Sólo he llegado a amar una vez y, todo lo demás lo he dejado guardo con llave entre mis sábanas. Ahora, mi almohada respira un único nombre. He intentado quitarme el ensordecedor eco cada noche, pero es imposible abandonarlo...
He respirado amor más veces, aunque ninguna vez tan fuerte. Ahora, más que nunca, me siento como en el exilio de una mísera cárcel, ahuyentado aullidos de deseo inalcanzable. No puedo mentirte, me siento como un animal salvaje; he decidido entregarme a la noche, vagar por las sombras y, tal vez así, llegaré silenciosamente a poseerte. Ya no queda culpa; no queda nada en mí humano que me excuse. 
He sentido pena, desengaño, fervores inconstantes y, aún así, no he sabido valorar las luchas internas que me atemorizan. El deseo me ha llevado a un camino sin retorno, ya no queda salida para ésta tan enferma cura. Y mi almohada, ¡sigue gritando tu nombre!
Mi impotencia me abruma. Estoy abriéndome cicatrices curadas por tan sólo tener una oportunidad de hablar contigo cara a cara. Te siento, pero te escapas por la ventana. ¿Cómo puedo hablarte sin tan siquiera verte? ¿Cómo puedo amarte sin tan siquiera tocarte? Vuelas hacía la luna -como siempre- lobo salvaje. 
Es horrible ésta tan angustiada carga. No he sabido mediar palabra, aunque en el amor todo son locuras excusadas. ¿Qué mejor locura que aullarte en silencio a la luna? ¿Tal vez me escuchas? ¡Escucha el aullido que te llama! La cordura es mi enemiga y la locura, mí más preciada amistad. Me voy...me voy, no sé si por la puerta o la ventana.
¡Tanto tiempo he gastado pensando en ti! Me he cuestionado la existencia de SU Dios. He calumniado su nombre, maldecido su existencia y -sin remordimiento- he insultado su recuerdo. ¿Por qué mandó tu flecha en mi afligido pecho? Si existe Dios, ¡qué baje y vea! ¿Éstas son sus fichas? ¿Éste es su peón? ¡Baja, yo te ordeno! ¡Baja, y siente lo que es dolor!
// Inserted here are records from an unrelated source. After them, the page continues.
PR #10129, opened 2023-03-13
chore(ci): update mongodb evironment

savonarola:
Update mongodb to the latest version (6).
Also, test authn/authz against the previous version of the protocol (<5.1)


savonarola:
Too outdated chore

PR #10136, opened 2023-03-14
fix: schema default value so that it shows up correctly in UI

kjellwinblad:
This complements PR https://github.com/emqx/emqx/pull/10124. The default values for duration_ms() fields needs to be formatted as a binary string with unit to show up correctly in the dashboard UI.

No changelog entry needed since this is provided with https://github.com/emqx/emqx/pull/10124

### DIFF
--- a/apps/emqx_connector/src/emqx_connector_mongo.erl
+++ b/apps/emqx_connector/src/emqx_connector_mongo.erl
@@ -106,7 +106,14 @@ fields(topology) ->
         {socket_timeout_ms, duration("socket_timeout")},
         {server_selection_timeout_ms, duration("server_selection_timeout")},
         {wait_queue_timeout_ms, duration("wait_queue_timeout")},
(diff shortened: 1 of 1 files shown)


apps/emqx_connector/src/emqx_connector_mongo.erl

No sólo culpo a SU Dios. Te culpo a ti también. ¿Por qué me haces sufrir? ¿Por qué me haces tan desdichada? No te conozco, no me conoces; no nos conocemos nada. Tú eres mi sueño y yo tu pesadilla ahorcada. Sales, entras, te escondes y sólo conozco pensamientos en palabras. Pienso que tu soledad es lo que tú buscabas. Sin que tú lo sepas, voy llorando detrás de tu sombra. No me sirve el cielo, no me sirven tus palabras, ¿eres realidad o magia?
Mándame definitivamente al eterno exilio, está cárcel se hace pesada. Como toda cárcel, sentimientos reprime ahogándose en las penas de la pared pegadas. Me cuesta demasiado ignórate, me cuesta sentirme presa de un poder que sólo yo he coronado. ¿Por qué me haces tanto daño? ¿Por qué no le importo a nadie?
No sé porque, pero me siento musa entre las nínfulas de a pié. Fuera de clasicismos, me encuentro removiendo pisadas futuras -intentando contar cada una- para volver a un pasado, hoy llamado presente. Aun así, no encuentro ese monte donde las fábulas y sueños son reales, un monte con sonrisas de chocolate, donde nosotros seguimos siendo niños y, aunque sin saberlo, seguimos esperando las luces de navidad en las calles. 
¿A dónde me has traído? Esto más que una realidad parece el mismo infierno. Sin poder encontrar ninguna red que me proteja de una caída libre desde los adentros de la tierra, sigo pintando cuadros metalizados en horas por pinturas. Lamentablemente, me he dado cuenta que el suspiro de la muerte se ha convertido en libertad. 
Paseo observando el viento, es el único que me habla de ti. Sin saber cuándo, ni cómo, te convertiste en la palabra prohibida. Si menciono tu nombre, se caen las lágrimas de mi sonrisa. Y, aun así, no he podido mandar a mi alma no mandarte letras escritas - en un triste y viejo papel- las cadenas de este cansado corazón. 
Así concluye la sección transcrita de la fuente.